Ebert’s team also found an association between the presence of this “premalignant” state and risk of overall mortality independent of cancer. Individuals with these mutations had a higher risk of type 2 diabetes, coronary heart disease, and ischemic stroke as well. However, additional research will be needed to determine the nature of these associations.
In the related paper, McCarroll’s team discovered the phenomenon while studying a different disease. They, too, were looking at somatic mutations, but they were initially interested in determining whether such mutations contributed to risk for schizophrenia. The team studied roughly 12,000 DNA samples drawn from the blood of patients with schizophrenia and bipolar disorder, as well as healthy controls, searching across the whole genome at all of the protein-coding genes for patterns in somatic mutations.
They found that the somatic mutations were concentrated in a handful of genes; the scientists quickly realized that they were cancer genes. The team then used electronic medical records to follow the patients’ subsequent medical histories, finding that the subjects with these acquired mutations had a 13-times elevated risk of blood cancer.
McCarroll’s team conducted follow-up analyses on tumor samples from two patients who had progressed from this premalignant state to cancer. These genomic analyses revealed that the cancer had indeed developed from the same cells that had harbored the “initiating” mutations years earlier.
“The fact that both teams converged on strikingly similar findings, using very different approaches and looking at DNA from very different sets of patients, has given us great confidence in the results,” said Giulio Genovese, a computational biologist at the Broad and first author of McCarroll’s paper. “It has been gratifying to have this corroboration of each other’s findings.
Jaiswal will present the findings on Dec. 9 at the American Society of Hematology annual meeting in San Francisco.

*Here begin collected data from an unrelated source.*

Issue #14101, opened 2024-03-21
Update shared accounts popup accounts ordering according tokens count and alphabetically


noeliaSD:
### Description

This task is intended to implement 2) and 3) sorting criteria for accounts. The first one, based on checking permissions against a single account is moved to a separate ticket as a much more complex one.

The first criterion has been excluded to https://github.com/status-im/status-desktop/issues/14192

[Design](https://www.figma.com/file/qHfFm7C9LwtXpfdbxssCK3/Kuba%E2%8E%9CDesktop---Communities?type=design&node-id=53109%3A240544&mode=design&t=Groz41dMBGVwD9s1-1)

![Screenshot 2024-03-22 at 12 18 58](https://github.com/status-im/status-desktop/assets/97019400/5beaef7d-3f83-453b-b8f5-1e54fc27468f)

caybro:
Depends on https://github.com/status-im/status-desktop/issues/14102

caybro:
Possible candidate for moving to 2.29

micieslak:
> Possible candidate for moving to 2.29due to the high complexity

Right now it's split and the permissions-related part is excluded to https://github.com/status-im/status-desktop/issues/14192

noeliaSD:
This task is a must after speaking with @benjthayer. The permissions part, as @micieslak did, can be postponed!

Issue #14192, opened 2024-03-27
Update shared accounts popup accounts ordering according to fulfilling permissions


micieslak:
## Description

This ticket is about the first and the most complex sorting criterion. Accounts fulfilling permissions when considered in separation, should be placed on top. It's continuation of https://github.com/status-im/status-desktop/issues/14101

[Design](https://www.figma.com/file/qHfFm7C9LwtXpfdbxssCK3/Kuba%E2%8E%9CDesktop---Communities?type=design&node-id=53109%3A240544&mode=design&t=Groz41dMBGVwD9s1-1)

![image](https://github.com/status-im/status-desktop/assets/20650004/5af5c981-6a1e-4104-abb5-d52139e07bdc)

Issue #14140, opened 2024-03-25
EPIC: Refactor joining/addresses revealing flows for communities


micieslak:
## Description

The flow is used when joining community and when editing reveled addresses later.

Currently the flow's UI is highly intertwined with data transformation. UI components takes much more info that they should take in order to just visualize the content intended to be visualized. It makes to code complicated, hard to maintain, test and prone to bugs.

Ideally the UI components should be separated from the all necessary data transformations (from the form exposed from backend via store to the form consumed by the UI component).

`SharedAddressesPanel`
`SharedAddressesAccountSelector` (internally combines wallet accounts model and wallet assets model)
`SharedAddressesPermissionsPanel` (internally combines permissions model with assets and collectible models using js-based `HoldingsSelectionModel`)
`SharedAddressesSigningPanel`

All those components also shouldn't create and maintain subcomponents that they don't present (like buttons used in external context). It creates unnecessary dependency between child and parent components.

All components should have their own storybook pages for easier maintenance and clarity of APIs.

PR #14240, opened 2024-04-01
feat(SharedAddressesAccountSelector): update wallet account sorting

caybro:
### What does the PR do

- implement sorting of the wallet accounts by the number of tokens (aka tags) and then by alphabet
- due to the delegate complexity here and usage of nested models, keep track of the tags count separately and outside of the model
- this will be improved later on as part of the complete sort/order design described in https://github.com/status-im/status-desktop/issues/14192

Fixes https://github.com/status-im/status-desktop/issues/14101

### Affected areas

SharedAddressesAccountSelector, SharedAddressesPanel

image

### DIFF
--- a/ui/app/AppLayouts/Communities/panels/SharedAddressesAccountSelector.qml
+++ b/ui/app/AppLayouts/Communities/panels/SharedAddressesAccountSelector.qml
@@ -170,6 +170,7 @@ StatusListView {
     spacing: Style.current.halfPadding
     delegate: StatusListItem {
         readonly property string address: model.address.toLowerCase()
+        readonly property int tokenCount: tagsCount
 
         id: listItem
         width: ListView.view.width - ListView.view.leftMargin - ListView.view.rightMargin
@@ -231,9 +232,11 @@ StatusListView {
                 inverted: true
             }
 
-            sorters: RoleSorter {
-                roleName: "symbol"
-            }
+            sorters: [
+                RoleSorter {
+                    roleName: "symbol"
+                }
+            ]
         }
 
         SortFilterProxyModel {
--- a/ui/app/AppLayouts/Communities/panels/SharedAddressesAccountSelector.qml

All of the researchers involved emphasized that there is no clinical benefit today for testing for this premalignant state; there are no treatments currently available that would address this condition in otherwise healthy people. However, they say the results open the door to entirely new directions for blood cancer research, toward early detection and even prevention.

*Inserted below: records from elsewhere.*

Issue #14006, opened 2024-03-17
Permissions evaluation doesn't work for values >=1000


osmaczko:
# Bug Report

## Description

Once the permissions value exceeds 999, the permissions evaluation doesn't work.

## Steps to reproduce

See video:

https://github.com/status-im/status-desktop/assets/33099791/597ac8a0-74e3-4cea-a0be-a1b15cc5ddd7

#### Expected behavior

Member does't satisfy the criteria and is kicked from channel.

#### Actual behavior

Member does satisfy the criteria and stays on channel.

### Additional Information

- Status desktop version: master (79fa3795ca4ef1233a1e3f7185dcd8c0f26c1c38)
- Operating System: Fedora

caybro:
Might be related to https://github.com/status-im/status-desktop/issues/11918 ?

PR #14249, opened 2024-04-02
fix: permissions with value>1000

igor-sirotin:
Fixes https://github.com/status-im/status-desktop/issues/14006

## What does the PR do

As documented in big.js, `toString()` might return exponential form, which is not expected by our status-go backend.
The fix is to use `toFixed()`, which always returns normal form.

https://github.com/status-im/status-desktop/assets/25482501/3a86c8d9-6d67-41ca-910b-9aa808d40c2c

### DIFF
--- a/ui/app/AppLayouts/Communities/views/EditPermissionView.qml
+++ b/ui/app/AppLayouts/Communities/views/EditPermissionView.qml
@@ -275,7 +275,7 @@ StatusScrollView {
                     const modelItem = PermissionsHelpers.getTokenByKey(
                                         root.assetsModel, key)
 
-                    addItem(Constants.TokenType.ERC20, modelItem, String(AmountsArithmetic.fromNumber(amount, modelItem.decimals)))
+                    addItem(Constants.TokenType.ERC20, modelItem, AmountsArithmetic.fromNumber(amount, modelItem.decimals).toFixed())
                     dropdown.close()
                 }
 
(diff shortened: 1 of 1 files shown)


ui/app/AppLayouts/Communities/views/EditPermissionView.qml
```diff
@@ -276,6 +276,7 @@ StatusScrollView {
                                         root.assetsModel, key)
 
                     addItem(Constants.TokenType.ERC20, modelItem, String(AmountsArithmetic.fromNumber(amount, modelItem.decimals)))
+                    addItem(Constants.TokenType.ERC20, modelItem, AmountsArithmetic.fromNumber(amount, modelItem.decimals).toFixed())
```
caybro, line 279: Wait... shouldn't this replace the line above?

igor-sirotin: wtf, how did that happen 😄

caybro: Glad you hadn't submitted this PR yesterday :D

igor-sirotin: Fixed, thank you!

caybro (approved):
:top:

endulab (approved):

“The results demonstrate a way to identify high-risk cohorts — people who are at much higher than average risk of progressing to cancer — which could be a population for clinical trials of future prevention strategies,” McCarroll said. “The abundance of these mutated cells could also serve as a biomarker — like LDL cholesterol is for cardiovascular disease — to test the effects of potential prevention therapies in clinical trials.”
Ebert agreed: “A new focus of investigation will now be to develop interventions that might decrease the likelihood that individuals with these mutations will go on to develop overt malignancies, or therapeutic strategies to decrease mortality from other conditions that may be instigated by these mutations,” he said.
The researchers also say that the findings show just how important it is to collect and share large data sets of genetic information: Both studies relied on DNA samples collected for studies completely unrelated to cancer.
“These two papers are a great example of how unexpected and important discoveries can be made when creative scientists work together and with access to genomic and clinical data,” said Broad Deputy Director David Altshuler, one of Ebert’s co-authors. “For example, Steve’s team found stronger genetic relationships to cancer than they have yet found for the schizophrenia end point that motivated their original study. The pace of discovery can only accelerate if researchers have the ability to apply innovative methods to large data sets.”